● Exercise details
A faithful copy of the whole listing is required, with nothing left out.

● Input data
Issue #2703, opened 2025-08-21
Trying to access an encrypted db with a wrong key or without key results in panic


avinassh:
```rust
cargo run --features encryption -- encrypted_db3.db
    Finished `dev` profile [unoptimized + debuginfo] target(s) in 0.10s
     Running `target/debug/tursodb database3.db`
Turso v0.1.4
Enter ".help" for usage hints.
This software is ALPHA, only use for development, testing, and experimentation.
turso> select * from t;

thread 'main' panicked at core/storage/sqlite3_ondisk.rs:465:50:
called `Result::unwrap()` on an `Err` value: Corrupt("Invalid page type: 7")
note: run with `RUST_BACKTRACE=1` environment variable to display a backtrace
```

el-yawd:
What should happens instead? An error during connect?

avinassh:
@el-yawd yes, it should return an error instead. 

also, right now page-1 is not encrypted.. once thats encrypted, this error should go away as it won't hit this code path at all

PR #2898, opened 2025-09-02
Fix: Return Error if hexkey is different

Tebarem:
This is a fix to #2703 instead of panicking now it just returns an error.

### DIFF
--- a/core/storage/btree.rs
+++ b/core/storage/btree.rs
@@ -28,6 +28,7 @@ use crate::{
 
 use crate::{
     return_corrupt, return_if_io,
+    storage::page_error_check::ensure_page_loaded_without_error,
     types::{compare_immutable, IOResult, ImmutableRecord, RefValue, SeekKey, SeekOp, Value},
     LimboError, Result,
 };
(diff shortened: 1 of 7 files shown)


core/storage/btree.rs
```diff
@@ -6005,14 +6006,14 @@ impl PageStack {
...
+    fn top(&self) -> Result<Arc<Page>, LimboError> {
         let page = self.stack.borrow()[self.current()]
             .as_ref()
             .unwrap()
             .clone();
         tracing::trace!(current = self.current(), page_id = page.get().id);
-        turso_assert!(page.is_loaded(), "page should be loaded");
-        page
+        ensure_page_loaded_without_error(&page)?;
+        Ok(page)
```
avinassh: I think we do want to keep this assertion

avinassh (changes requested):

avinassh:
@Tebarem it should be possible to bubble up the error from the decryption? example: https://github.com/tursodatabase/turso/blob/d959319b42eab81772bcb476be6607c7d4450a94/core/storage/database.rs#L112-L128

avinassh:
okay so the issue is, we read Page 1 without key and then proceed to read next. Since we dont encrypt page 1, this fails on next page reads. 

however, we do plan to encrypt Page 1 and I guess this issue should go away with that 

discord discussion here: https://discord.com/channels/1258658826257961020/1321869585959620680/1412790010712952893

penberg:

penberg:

● Reply to the exercise
Issue #2703, opened 2025-08-21
Trying to access an encrypted db with a wrong key or without key results in panic


avinassh:
```rust
cargo run --features encryption -- encrypted_db3.db
    Finished `dev` profile [unoptimized + debuginfo] target(s) in 0.10s
     Running `target/debug/tursodb database3.db`
Turso v0.1.4
Enter ".help" for usage hints.
This software is ALPHA, only use for development, testing, and experimentation.
turso> select * from t;

thread 'main' panicked at core/storage/sqlite3_ondisk.rs:465:50:
called `Result::unwrap()` on an `Err` value: Corrupt("Invalid page type: 7")
note: run with `RUST_BACKTRACE=1` environment variable to display a backtrace
```

el-yawd:
What should happens instead? An error during connect?

avinassh:
@el-yawd yes, it should return an error instead. 

also, right now page-1 is not encrypted.. once thats encrypted, this error should go away as it won't hit this code path at all

PR #2898, opened 2025-09-02
Fix: Return Error if hexkey is different

Tebarem:
This is a fix to #2703 instead of panicking now it just returns an error.

### DIFF
--- a/core/storage/btree.rs
+++ b/core/storage/btree.rs
@@ -28,6 +28,7 @@ use crate::{
 
 use crate::{
     return_corrupt, return_if_io,
+    storage::page_error_check::ensure_page_loaded_without_error,
     types::{compare_immutable, IOResult, ImmutableRecord, RefValue, SeekKey, SeekOp, Value},
     LimboError, Result,
 };
(diff shortened: 1 of 7 files shown)


core/storage/btree.rs
```diff
@@ -6005,14 +6006,14 @@ impl PageStack {
...
+    fn top(&self) -> Result<Arc<Page>, LimboError> {
         let page = self.stack.borrow()[self.current()]
             .as_ref()
             .unwrap()
             .clone();
         tracing::trace!(current = self.current(), page_id = page.get().id);
-        turso_assert!(page.is_loaded(), "page should be loaded");
-        page
+        ensure_page_loaded_without_error(&page)?;
+        Ok(page)
```
avinassh: I think we do want to keep this assertion

avinassh (changes requested):

avinassh:
@Tebarem it should be possible to bubble up the error from the decryption? example: https://github.com/tursodatabase/turso/blob/d959319b42eab81772bcb476be6607c7d4450a94/core/storage/database.rs#L112-L128

avinassh:
okay so the issue is, we read Page 1 without key and then proceed to read next. Since we dont encrypt page 1, this fails on next page reads. 

however, we do plan to encrypt Page 1 and I guess this issue should go away with that 

discord discussion here: https://discord.com/channels/1258658826257961020/1321869585959620680/1412790010712952893

penberg:

penberg:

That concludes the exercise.